Pues eso, hoy desde las 8 de la mañana están desembalsando en previsión de grandes avenidas por las lluvias que se esperan.

----------


## F. Lázaro

Exactamente. En el hilo que hay en el del Zújar, explico porqué, pasate si quieres. No voy a repetir otra vez el mesaje aquí.

Un saludo.

----------


## No Registrado

Desde ayer tarde el SAIH da un caudal a la salida del embalse de Zújar de más de 140 metros cúbicos por segundo. Yo había leido que sus turbinas no tenían tanta capacidad. Por eso pregunto si alguien sabe si han abierto compuertas en Zújar.

   La CHG dijo la semana pasada que estaba en funcionamiento el tunel reversible entre Zújar y Orellana. Si el nivel del Zújar ha bajado apreciablemente en los ultimos días es de suponer que estará pasando bastante agua desde Orellana a Zújar por ese túnel ya que cuanto mayor sea la diferencia  de nivel entre los dos embalses más agua pasará por el túnel.

   Pensé que estaban trasvasando agua desde Orellana a Zújar para turbinarla con la central hidroeléctrica de Zújar en vez de dejarla salir en Orellana por las compuertas sin producir electricidad. Pero, ¿tanta capacidad de turbinar tiene la central de Zújar como para dar un caudal de salida de 145 metros cúbicos por segundo cuando la de Orellana tiene 50 metros cúbicos por segundo?

----------


## F. Lázaro

> Desde ayer tarde el SAIH da un caudal a la salida del embalse de Zújar de más de 140 metros cúbicos por segundo. Yo había leido que sus turbinas no tenían tanta capacidad. Por eso pregunto si alguien sabe si han abierto compuertas en Zújar.
> 
>    La CHG dijo la semana pasada que estaba en funcionamiento el tunel reversible entre Zújar y Orellana. Si el nivel del Zújar ha bajado apreciablemente en los ultimos días es de suponer que estará pasando bastante agua desde Orellana a Zújar por ese túnel ya que cuanto mayor sea la diferencia  de nivel entre los dos embalses más agua pasará por el túnel.
> 
>    Pensé que estaban trasvasando agua desde Orellana a Zújar para turbinarla con la central hidroeléctrica de Zújar en vez de dejarla salir en Orellana por las compuertas sin producir electricidad. Pero, ¿tanta capacidad de turbinar tiene la central de Zújar como para dar un caudal de salida de 145 metros cúbicos por segundo cuando la de Orellana tiene 50 metros cúbicos por segundo?

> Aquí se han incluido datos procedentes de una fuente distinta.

PR #1368, opened 2026-04-20
gptel-request: escape carriage returns in string literals

Stebalien:
Instead of including literal CR characters, use \r. Git has a tendency to mess with carriage return characters in text files on unix (i.e., every time I switch branches).

### DIFF
--- a/gptel-request.el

Sobre si ha abierto las compuertas el Zújar, no tengo conocimiento de tal hecho, pero me parece que está desembalsando demasiada agua para ser sólo por turbinación...mucho caudal está tirando, por lo que si es posible que esté tirando por arriba.

Sobre el caudal de las centrales...depende. Las dos centrales tienen casi la misma potencia (22 MW Orellana y 28,3MW el Zújar), pero pueden tener diferentes caudales...tienen casi la misma potencia, pero una puede tener más caudal que la otra porque tiene mayor o menor altura, dependiendo de la altura...no si me explico bien... :Confused: 

Un saludo. Intentaré informarme oficialmente si el Zújar está tirando agua por arriba, ya que parece demasiado caudal para ser por turbina.

----------